• **INFORMATION GIVEN**
# # # # # # #
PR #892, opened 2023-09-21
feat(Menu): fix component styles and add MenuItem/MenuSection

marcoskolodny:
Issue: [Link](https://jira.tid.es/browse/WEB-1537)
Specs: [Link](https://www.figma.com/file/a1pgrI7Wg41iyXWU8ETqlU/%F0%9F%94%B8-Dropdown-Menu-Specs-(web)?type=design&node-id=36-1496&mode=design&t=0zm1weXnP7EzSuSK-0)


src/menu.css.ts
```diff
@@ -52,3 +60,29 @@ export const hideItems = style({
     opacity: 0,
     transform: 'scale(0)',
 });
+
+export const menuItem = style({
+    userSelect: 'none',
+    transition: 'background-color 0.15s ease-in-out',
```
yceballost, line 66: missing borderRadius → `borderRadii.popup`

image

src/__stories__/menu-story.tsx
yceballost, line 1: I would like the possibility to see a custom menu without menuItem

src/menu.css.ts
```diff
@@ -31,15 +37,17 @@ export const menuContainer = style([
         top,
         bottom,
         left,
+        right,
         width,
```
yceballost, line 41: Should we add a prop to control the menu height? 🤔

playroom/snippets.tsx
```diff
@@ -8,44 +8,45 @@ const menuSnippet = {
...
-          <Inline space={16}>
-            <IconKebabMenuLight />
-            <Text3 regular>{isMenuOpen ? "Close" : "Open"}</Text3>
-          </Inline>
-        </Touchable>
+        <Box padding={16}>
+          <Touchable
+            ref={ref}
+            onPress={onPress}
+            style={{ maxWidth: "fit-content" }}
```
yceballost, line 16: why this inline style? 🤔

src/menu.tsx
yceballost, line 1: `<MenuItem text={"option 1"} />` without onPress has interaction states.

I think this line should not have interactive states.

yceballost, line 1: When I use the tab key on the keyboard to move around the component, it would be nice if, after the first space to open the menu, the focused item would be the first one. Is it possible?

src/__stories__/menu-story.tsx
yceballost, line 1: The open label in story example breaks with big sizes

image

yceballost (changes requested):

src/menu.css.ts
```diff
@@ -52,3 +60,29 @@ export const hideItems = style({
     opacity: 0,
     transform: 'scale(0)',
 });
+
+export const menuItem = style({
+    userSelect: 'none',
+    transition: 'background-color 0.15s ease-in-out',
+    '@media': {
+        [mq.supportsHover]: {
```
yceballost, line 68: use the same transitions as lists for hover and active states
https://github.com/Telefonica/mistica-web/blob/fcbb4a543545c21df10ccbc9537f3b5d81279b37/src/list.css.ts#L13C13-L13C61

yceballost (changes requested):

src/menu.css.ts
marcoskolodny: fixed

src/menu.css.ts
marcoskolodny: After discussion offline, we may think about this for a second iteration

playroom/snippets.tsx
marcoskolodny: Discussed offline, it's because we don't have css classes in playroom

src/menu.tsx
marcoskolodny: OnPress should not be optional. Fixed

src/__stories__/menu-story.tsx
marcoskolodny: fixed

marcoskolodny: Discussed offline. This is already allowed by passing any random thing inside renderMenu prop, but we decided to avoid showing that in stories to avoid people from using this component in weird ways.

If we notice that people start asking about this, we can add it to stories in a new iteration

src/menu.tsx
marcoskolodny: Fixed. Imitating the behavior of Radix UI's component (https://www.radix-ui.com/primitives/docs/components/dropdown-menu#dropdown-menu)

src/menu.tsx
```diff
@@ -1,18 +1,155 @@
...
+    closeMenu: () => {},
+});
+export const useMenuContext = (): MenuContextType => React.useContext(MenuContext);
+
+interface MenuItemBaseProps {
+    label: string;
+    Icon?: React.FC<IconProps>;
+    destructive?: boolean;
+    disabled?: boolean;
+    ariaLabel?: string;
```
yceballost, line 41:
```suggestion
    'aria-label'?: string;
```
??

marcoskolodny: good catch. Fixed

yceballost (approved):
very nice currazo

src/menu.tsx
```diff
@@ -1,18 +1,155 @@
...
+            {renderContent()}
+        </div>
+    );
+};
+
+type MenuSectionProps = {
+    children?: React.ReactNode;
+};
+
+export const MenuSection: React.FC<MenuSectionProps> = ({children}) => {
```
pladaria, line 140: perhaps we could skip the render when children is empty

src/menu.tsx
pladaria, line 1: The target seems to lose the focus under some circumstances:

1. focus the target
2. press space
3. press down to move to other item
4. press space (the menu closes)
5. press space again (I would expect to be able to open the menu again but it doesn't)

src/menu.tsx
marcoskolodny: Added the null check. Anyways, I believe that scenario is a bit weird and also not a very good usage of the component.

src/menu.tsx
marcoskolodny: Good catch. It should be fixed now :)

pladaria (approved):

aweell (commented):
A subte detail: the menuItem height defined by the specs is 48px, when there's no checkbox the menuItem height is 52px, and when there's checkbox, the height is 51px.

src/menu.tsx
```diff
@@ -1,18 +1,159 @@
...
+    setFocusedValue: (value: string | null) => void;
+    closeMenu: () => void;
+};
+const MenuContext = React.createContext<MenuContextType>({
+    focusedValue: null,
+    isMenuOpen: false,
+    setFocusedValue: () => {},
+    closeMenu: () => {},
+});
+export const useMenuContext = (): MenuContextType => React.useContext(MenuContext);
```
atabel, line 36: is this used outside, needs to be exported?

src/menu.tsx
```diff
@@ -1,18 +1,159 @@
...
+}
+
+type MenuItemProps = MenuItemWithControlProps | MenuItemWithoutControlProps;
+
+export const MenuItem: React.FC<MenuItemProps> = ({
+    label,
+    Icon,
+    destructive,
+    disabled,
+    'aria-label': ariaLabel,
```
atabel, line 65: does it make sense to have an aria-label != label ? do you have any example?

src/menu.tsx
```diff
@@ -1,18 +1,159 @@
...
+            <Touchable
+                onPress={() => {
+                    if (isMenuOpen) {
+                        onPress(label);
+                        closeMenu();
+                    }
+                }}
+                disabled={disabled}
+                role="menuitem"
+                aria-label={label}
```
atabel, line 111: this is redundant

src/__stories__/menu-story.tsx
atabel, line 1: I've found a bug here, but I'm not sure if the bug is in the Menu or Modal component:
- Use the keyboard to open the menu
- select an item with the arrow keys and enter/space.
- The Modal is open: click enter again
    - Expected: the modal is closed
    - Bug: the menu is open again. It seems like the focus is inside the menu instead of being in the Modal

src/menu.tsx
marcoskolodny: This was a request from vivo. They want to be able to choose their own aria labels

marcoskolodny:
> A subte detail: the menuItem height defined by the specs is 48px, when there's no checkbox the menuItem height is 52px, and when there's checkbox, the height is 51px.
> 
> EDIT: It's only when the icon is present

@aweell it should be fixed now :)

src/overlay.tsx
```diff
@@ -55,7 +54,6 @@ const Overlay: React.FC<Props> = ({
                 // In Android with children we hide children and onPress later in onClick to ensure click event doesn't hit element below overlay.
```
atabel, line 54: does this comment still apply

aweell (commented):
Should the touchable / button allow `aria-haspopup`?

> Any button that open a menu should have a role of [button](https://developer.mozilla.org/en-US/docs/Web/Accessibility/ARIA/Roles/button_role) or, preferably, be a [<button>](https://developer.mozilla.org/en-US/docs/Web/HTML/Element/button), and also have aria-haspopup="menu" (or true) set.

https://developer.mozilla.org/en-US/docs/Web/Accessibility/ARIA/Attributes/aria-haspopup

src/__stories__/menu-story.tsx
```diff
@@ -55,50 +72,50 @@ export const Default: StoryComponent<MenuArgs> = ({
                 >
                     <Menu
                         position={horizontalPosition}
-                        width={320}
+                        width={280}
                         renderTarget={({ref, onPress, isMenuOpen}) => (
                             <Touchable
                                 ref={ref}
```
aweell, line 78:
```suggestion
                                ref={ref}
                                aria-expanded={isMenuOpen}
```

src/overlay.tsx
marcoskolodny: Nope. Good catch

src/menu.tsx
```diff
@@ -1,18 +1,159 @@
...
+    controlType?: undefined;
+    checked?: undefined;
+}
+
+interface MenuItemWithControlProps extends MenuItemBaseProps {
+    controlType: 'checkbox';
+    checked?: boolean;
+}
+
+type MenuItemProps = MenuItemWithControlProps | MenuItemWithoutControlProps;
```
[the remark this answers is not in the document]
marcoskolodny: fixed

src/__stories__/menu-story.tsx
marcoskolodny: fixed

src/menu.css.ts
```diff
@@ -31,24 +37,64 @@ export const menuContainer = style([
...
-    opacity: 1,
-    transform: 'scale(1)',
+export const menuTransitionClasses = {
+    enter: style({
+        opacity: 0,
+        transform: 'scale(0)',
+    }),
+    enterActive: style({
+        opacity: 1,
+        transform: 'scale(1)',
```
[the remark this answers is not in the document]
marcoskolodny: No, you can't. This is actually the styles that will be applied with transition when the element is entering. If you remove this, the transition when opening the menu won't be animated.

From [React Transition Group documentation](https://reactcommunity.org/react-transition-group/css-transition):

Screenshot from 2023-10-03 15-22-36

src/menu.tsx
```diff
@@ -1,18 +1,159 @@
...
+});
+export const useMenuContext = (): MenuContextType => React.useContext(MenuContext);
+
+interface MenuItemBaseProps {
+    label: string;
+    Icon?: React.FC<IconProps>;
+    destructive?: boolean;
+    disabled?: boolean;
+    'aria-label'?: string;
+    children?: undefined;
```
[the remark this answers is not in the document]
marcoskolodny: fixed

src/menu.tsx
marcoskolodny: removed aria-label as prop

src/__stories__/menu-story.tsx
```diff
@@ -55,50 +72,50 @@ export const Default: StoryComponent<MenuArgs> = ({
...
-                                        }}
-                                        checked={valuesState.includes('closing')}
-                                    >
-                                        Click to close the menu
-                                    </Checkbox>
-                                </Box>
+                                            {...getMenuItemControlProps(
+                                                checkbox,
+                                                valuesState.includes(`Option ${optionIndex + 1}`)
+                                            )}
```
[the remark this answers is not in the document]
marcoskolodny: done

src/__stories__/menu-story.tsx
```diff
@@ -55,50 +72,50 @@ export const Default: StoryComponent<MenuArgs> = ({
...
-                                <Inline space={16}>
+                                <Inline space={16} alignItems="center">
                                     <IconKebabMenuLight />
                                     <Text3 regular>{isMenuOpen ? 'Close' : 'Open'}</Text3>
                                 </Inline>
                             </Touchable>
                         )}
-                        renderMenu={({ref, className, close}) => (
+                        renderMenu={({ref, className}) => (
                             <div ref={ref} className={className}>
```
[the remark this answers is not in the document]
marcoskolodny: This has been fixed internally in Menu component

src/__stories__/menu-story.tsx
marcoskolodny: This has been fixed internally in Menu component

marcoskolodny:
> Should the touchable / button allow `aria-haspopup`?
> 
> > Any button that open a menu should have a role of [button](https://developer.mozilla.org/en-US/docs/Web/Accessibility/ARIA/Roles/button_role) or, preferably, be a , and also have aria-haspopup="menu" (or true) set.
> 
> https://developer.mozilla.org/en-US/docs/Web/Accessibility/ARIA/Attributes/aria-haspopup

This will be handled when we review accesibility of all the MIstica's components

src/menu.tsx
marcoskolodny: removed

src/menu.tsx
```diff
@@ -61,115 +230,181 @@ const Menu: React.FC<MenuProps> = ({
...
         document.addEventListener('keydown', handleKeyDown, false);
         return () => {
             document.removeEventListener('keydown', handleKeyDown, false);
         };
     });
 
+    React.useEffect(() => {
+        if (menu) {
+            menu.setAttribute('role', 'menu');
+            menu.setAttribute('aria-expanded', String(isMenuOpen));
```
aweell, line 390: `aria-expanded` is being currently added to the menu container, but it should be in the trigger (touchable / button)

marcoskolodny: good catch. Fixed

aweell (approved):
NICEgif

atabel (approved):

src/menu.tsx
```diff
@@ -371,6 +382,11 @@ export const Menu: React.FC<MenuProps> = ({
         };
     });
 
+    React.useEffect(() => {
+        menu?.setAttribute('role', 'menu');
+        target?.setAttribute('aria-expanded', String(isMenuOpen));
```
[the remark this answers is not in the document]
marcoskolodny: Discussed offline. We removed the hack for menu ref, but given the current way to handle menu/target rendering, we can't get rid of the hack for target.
# # # # # # #
• **EXERCISE DIRECTIONS**
Output, please, only the lines running from the start of the entries through the line that contains "Issue: [Link](https://jira.tid.es/browse/WEB-1537)", including both of those lines.

• **RESPONSE TO THIS TASK**
PR #892, opened 2023-09-21
feat(Menu): fix component styles and add MenuItem/MenuSection

marcoskolodny:
Issue: [Link](https://jira.tid.es/browse/WEB-1537)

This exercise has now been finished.